The answer is all non-squarefree positive integers. Proof: If the arithmetic sequence has difference $d$, we clearly must have $\gcd(d, m) < m$ or else it is constant. Then, there exists some divisor of $m$ (say, $d_0$) such that $\gcd(d, d_0) = 1$. Then, the arithmetic sequence cycles through all possible residues modulo $d_0$, which is not possible for a geometric sequence. Construction: For any non-squarefree $m$, take any $n$ such that $m \mid n^2$ but $m \nmid n$; then, by binomial theorem we have \[ (n+1)^k \equiv kn+1 \pmod{m} \]which suffices.

Consider some three elements $A$, $A + b$, $A + 2b$ modulo $m$ that must be in arithmetic and geometric progression. Then $\frac{A}{A+b} \equiv \frac{A+b}{A+ 2b} \implies A(A+2b) \equiv (A+b)^2 \implies b^2 \equiv 0\pmod{m}$. Since $b \equiv 0\pmod{m}$ is impossible, we must have $1 \leq \nu_p(b) < \nu_p(m)$ for some $p$. This implies that $m$ cannot be squarefree. We will show that all squarefree numbers work. We will show that the sequence $1$, $1 + \frac{n}{p}$, $\dots$ works for some $p$ given $\nu_p(m) \geq 2$. It suffices to show that $1 + \frac{kn}{p} \equiv \left(1 + \frac{n}{p}\right)^k$. However, by binomial theorem, all terms of $\left(1 + \frac{n}{p}\right)^k$ vanish modulo $m$ except for $1$ and $\binom{k}{1} \cdot \frac{n}{p} = \frac{kn}{p}$, so we are done.

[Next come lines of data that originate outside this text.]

PR #14989, opened 2020-07-08
[MM-24560] Always clear channel cache when scheme is deleted

fmunshi:
#### Summary
- Since a team scheme always has channel level role names also cached both channel and team caches have to be cleared... my previous PR cleared the Team cache but the channel cache was still only cleared when the scheme was a channel scheme, this fixes that.

- For 5.26 I will add a unit test to ensure that this behaviour always works as expected but for now this needs to go for 5.25 release

#### Ticket Link
- https://mattermost.atlassian.net/browse/MM-24560


amyblais:
@fmunshi Is there another dev who would be able to review this or would it be faster to revert the original PR?

fmunshi:
@amyblais I dont think it is worth it to revert the original PR. It has no negative effect it simply didnt solve the original issue. 
This bug has a workaround where the system admin can go into the system console and purge all caches immediately after deleting a team scheme to prevent this issue from arising. If this cant go for 5.25 then is there somewhere we can just document the stop-gap solution?

fmunshi:
Correct @agnivade ... thanks for the review!

PR #14990, opened 2020-07-09
PreferenceStore migration

rvillablanca:
#### Summary

Migration of `PreferenceStore` to return plain errors.

Fixes https://github.com/mattermost/mattermost-server/issues/15010

### DIFF
--- a/app/oauth.go
+++ b/app/oauth.go
@@ -160,7 +160,7 @@ func (a *App) AllowOAuthAppAccessToUser(userId string, authRequest *model.Author
 	}
 
 	if nErr := a.Srv().Store.Preference().Save(&model.Preferences{authorizedApp}); nErr != nil {
-		mlog.Error("error saving store prefrence", mlog.Err(nErr))
+		mlog.Error("error saving store preference", mlog.Err(nErr))
 		return authRequest.RedirectUri + "?error=server_error&state=" + authRequest.State, nil
 	}
 
--- a/app/oauth.go
+++ b/app/oauth.go
@@ -158,8 +158,8 @@ func (a *App) AllowOAuthAppAccessToUser(userId string, authRequest *model.Author
 		Value:    authRequest.Scope,
 	}
 
-	if err = a.Srv().Store.Preference().Save(&model.Preferences{authorizedApp}); err != nil {
-		mlog.Error("error saving store prefrence", mlog.Err(err))
+	if nErr := a.Srv().Store.Preference().Save(&model.Preferences{authorizedApp}); nErr != nil {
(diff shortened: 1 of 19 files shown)


app/preference.go
```diff
@@ -12,20 +13,18 @@ import (
 func (a *App) GetPreferencesForUser(userId string) (model.Preferences, *model.AppError) {
 	preferences, err := a.Srv().Store.Preference().GetAll(userId)
 	if err != nil {
-		err.StatusCode = http.StatusBadRequest
-		return nil, err
+		return nil, model.NewAppError("GetAlGetPreferencesForUser", "app.preference.get_all.app_error", nil, err.Error(), http.StatusBadRequest)
```
agnivade, line 16: Shouldn't this be "GetPreferencesForUser"?

app/oauth.go
```diff
@@ -159,8 +159,8 @@ func (a *App) AllowOAuthAppAccessToUser(userId string, authRequest *model.Author
 		Value:    authRequest.Scope,
 	}
 
-	if err = a.Srv().Store.Preference().Save(&model.Preferences{authorizedApp}); err != nil {
-		mlog.Error("error saving store prefrence", mlog.Err(err))
+	if nErr := a.Srv().Store.Preference().Save(&model.Preferences{authorizedApp}); nErr != nil {
+		mlog.Error("error saving store prefrence", mlog.Err(nErr))
```
agnivade, line 163: Let's fix the typo while we are here :)

app/preference.go
rvillablanca: :ok:

app/oauth.go
rvillablanca: :ok:

app/preference.go
```diff
@@ -49,8 +47,14 @@ func (a *App) UpdatePreferences(userId string, preferences model.Preferences) *m
 	}
 
 	if err := a.Srv().Store.Preference().Save(&preferences); err != nil {
-		err.StatusCode = http.StatusBadRequest
-		return err
+		var appErr *model.AppError
+		switch {
+		case errors.As(err, &appErr):
+			appErr.StatusCode = http.StatusBadRequest
+			return appErr
```
jespino, line 54: nit: There's only one case where it returns an `AppError` and is when is calling `IsValid` and the `IsValid` for `Preference` always return a `http.StatusBadRequest` so I think the overwrite of the status here is not needed.

rvillablanca: Will remove that overwrite then, thanks!

agnivade:
Needs EE changes again. I am going to close this and send a new PR with EE changes.

rvillablanca:
Sure!

PR #14991, opened 2020-07-09
MM-26575: Move app initialization inside Websocket router out of handler

agnivade:
The websocket router struct is shared amongst multiple handlers. Therefore,
there is a race condition while setting the app field and reading from it.

We move the initialization of the app field when the router struct is initialized.

### Ticket link

https://mattermost.atlassian.net/browse/MM-26575


app/app.go
```diff
@@ -111,10 +111,6 @@ func (a *App) InitServer() {
 		}
 		a.srv.RunJobs()
 	})
-	a.accountMigration = a.srv.AccountMigration
-	a.ldap = a.srv.Ldap
-	a.notification = a.srv.Notification
-	a.saml = a.srv.Saml
```
agnivade, line 117: @jespino - this looks to be an artifact of the fakeapp migration. If you see L68-71, they are already being set there. Setting them again to the same value does not seem to be intentional. Let me know.

agnivade:
And with this PR, we finally reach 0 races while running the app with a load test. :)

agnivade:
Please hold off on QA review until I fix the tests.

app/app.go
agnivade: Ok it seems like removing these lines broke the EE tests. Looking into it.

agnivade: Some fields were missing in `ServerConnector`. Hopefully it's fixed now.

app/options.go
```diff
@@ -107,6 +107,9 @@ func ServerConnector(s *Server) AppOption {
 		a.searchEngine = s.SearchEngine
 		a.messageExport = s.MessageExport
 		a.metrics = s.Metrics
+		a.ldap = s.Ldap
```
jespino, line 110: Actually, that is not going to work, the `Server.Ldap`, `Server.Saml`, etcetera are late initialized during the first `App.InitServer` execution. the lines before were needed because you need to set up the `App` layer pointers to that variables. Probably the solution is to not use any `App.{ldap,saml,notification,accountMigration}` call, and use the `App.Srv().{Ldap,Saml,Notification,AccountMigration}`.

Call the first term of the geometric series $g$, the common ratio $r$, the first term of the arithmetic sequence $a$ and the common difference $d$. $$gr^k \equiv a + kd \pmod{m}, gr^{k+1} \equiv a+(k+1)d \pmod{m} \implies gr^k(r-1) \equiv d \not \equiv 0 \pmod{m}$$We also have since this is equivalent to the geometric sequence having an arithmetic sequence of residues modulo $m$ we have: $$2gr^{k} \equiv gr^{k+1} + gr^{k-1} \equiv{m} \implies gr^{k-1} (r-1)^2 \equiv 0 \pmod{m} $$So there exists a prime $p$ that divides $r-1$ such that $\nu_p (m) \ge 2$. So if $m$ is squarefree this fails. If $m$ isn't squarefree just let $m=p^2 \cdot n$ for some $p$, and $n$. Take $g=n$, $r=p+1$, $d=pn$, $a=n$. Then we have $$a_2-a_1 = d \not \equiv 0 \pmod{m}$$$$a_k-g_k = n(p+1)^k -n -pnk -m \equiv n((p+1)^k -pk-1) \equiv n(\tbinom{k}{1}p+1-pk-1) \equiv 0 \pmod{p^2 n}$$Therefore the answer is all $m$ not squarefree.